_What this task involves_
In the entries that follow, the line with "- [x] Store pool" opens the range and the line with "- [x] Store prices for each denom" closes it; repeat that range exactly, both lines included.
(Supplied data Opens)
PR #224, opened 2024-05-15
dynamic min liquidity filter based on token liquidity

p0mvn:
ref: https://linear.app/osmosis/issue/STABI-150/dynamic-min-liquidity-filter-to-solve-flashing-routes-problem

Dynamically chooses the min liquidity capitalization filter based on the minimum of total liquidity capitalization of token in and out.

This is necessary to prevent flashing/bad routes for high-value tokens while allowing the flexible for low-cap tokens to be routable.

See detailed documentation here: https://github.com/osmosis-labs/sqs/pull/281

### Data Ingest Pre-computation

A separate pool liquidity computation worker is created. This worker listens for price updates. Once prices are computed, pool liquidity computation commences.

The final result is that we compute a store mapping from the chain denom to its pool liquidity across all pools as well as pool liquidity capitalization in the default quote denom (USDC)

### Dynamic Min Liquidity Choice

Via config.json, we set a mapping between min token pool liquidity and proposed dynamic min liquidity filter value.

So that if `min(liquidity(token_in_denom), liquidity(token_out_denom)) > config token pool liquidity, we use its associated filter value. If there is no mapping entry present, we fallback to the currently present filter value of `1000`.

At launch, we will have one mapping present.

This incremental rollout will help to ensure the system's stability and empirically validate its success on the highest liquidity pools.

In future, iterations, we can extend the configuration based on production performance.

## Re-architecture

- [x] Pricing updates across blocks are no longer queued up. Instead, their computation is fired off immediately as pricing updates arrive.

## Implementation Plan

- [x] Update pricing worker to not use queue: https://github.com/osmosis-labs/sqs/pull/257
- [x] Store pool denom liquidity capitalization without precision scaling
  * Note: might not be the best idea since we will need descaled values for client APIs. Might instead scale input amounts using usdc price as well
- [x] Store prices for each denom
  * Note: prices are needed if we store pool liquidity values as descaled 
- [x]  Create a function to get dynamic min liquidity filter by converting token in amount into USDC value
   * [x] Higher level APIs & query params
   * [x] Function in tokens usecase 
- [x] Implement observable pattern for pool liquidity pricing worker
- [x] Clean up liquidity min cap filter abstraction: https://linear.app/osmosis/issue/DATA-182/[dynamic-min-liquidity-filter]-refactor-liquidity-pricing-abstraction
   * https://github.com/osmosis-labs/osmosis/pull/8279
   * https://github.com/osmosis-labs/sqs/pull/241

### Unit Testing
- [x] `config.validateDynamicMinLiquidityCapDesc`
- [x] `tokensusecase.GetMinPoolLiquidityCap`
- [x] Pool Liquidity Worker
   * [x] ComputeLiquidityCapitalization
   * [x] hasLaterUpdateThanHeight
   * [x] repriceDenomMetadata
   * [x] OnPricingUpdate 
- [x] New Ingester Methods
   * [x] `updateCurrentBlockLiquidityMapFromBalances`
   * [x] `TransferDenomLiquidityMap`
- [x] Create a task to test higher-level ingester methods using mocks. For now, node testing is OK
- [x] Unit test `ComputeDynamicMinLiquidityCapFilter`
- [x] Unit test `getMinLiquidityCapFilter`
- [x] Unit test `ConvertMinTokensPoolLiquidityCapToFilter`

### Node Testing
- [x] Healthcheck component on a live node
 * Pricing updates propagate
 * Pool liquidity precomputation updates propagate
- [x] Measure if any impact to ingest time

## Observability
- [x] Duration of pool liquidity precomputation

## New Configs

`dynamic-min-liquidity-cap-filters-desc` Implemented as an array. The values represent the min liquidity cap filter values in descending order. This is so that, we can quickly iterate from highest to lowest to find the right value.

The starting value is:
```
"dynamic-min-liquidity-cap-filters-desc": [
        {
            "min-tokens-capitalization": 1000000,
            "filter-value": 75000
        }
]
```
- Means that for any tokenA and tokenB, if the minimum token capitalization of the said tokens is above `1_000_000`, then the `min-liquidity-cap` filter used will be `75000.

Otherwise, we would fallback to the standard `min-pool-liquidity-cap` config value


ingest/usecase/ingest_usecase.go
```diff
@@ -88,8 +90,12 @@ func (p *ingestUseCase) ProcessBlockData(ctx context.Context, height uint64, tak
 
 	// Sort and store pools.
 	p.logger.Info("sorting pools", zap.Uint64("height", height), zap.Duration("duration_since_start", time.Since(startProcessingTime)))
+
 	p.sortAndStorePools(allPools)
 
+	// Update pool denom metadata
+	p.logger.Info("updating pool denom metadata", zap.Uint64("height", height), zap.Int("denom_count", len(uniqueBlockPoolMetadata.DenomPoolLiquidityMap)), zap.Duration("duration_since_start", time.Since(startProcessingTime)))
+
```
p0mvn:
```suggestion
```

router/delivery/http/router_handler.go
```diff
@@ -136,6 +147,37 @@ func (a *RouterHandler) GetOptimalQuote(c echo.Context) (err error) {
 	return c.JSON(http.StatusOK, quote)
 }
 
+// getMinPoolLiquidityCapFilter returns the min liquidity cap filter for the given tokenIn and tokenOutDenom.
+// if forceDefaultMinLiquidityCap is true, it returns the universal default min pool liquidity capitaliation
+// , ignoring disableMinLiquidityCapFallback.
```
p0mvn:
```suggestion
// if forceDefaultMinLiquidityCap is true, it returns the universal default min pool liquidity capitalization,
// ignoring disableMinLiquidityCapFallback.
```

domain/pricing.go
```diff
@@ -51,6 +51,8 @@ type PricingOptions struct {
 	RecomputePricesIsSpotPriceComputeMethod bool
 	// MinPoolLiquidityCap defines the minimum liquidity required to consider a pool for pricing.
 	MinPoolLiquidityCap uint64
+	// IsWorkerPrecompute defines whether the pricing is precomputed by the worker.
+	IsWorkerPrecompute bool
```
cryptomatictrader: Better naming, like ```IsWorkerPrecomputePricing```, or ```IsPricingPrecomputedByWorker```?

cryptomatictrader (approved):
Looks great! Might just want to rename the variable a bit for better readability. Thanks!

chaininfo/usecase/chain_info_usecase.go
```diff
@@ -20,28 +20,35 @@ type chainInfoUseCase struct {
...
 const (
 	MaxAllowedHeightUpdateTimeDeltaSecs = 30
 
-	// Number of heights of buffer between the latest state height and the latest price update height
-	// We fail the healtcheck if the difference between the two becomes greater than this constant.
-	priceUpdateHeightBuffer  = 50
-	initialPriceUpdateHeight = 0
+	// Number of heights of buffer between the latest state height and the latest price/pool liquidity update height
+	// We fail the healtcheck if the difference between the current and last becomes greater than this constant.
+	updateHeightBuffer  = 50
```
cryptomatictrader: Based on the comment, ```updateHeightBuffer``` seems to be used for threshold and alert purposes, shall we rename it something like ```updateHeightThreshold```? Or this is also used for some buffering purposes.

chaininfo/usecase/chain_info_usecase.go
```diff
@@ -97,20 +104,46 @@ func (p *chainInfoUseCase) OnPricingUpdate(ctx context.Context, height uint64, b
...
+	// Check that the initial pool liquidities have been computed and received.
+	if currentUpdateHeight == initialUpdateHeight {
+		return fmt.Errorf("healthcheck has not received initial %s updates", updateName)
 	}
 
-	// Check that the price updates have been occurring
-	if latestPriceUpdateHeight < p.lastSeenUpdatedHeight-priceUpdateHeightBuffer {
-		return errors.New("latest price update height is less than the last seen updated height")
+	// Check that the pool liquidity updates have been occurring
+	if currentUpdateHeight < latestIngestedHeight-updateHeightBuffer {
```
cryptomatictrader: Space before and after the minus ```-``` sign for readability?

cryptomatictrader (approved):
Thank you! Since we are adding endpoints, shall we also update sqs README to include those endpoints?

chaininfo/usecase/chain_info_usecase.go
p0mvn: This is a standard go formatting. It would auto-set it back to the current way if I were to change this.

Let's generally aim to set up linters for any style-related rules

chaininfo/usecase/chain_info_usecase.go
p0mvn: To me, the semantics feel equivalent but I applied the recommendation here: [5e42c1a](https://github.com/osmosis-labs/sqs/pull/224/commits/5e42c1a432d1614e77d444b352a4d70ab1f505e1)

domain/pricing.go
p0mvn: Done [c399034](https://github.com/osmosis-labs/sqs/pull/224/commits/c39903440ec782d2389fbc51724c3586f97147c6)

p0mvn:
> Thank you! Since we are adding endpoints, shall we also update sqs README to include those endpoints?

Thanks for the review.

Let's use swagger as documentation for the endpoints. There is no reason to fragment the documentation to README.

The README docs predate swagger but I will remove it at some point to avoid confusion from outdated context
(Supplied data Closes)
_Task answer_
- [x] Store pool denom liquidity capitalization without precision scaling
  * Note: might not be the best idea since we will need descaled values for client APIs. Might instead scale input amounts using usdc price as well
- [x] Store prices for each denom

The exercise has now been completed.